Segment Open
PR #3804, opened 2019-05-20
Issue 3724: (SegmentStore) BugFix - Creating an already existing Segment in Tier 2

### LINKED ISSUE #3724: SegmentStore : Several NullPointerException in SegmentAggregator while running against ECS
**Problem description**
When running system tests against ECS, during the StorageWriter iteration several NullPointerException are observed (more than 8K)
Segment Closed
[TASK]:
Recreate the full listing above precisely.

[RESULT]:
PR #3804, opened 2019-05-20
Issue 3724: (SegmentStore) BugFix - Creating an already existing Segment in Tier 2

### LINKED ISSUE #3724: SegmentStore : Several NullPointerException in SegmentAggregator while running against ECS
**Problem description**
When running system tests against ECS, during the StorageWriter iteration several NullPointerException are observed (more than 8K)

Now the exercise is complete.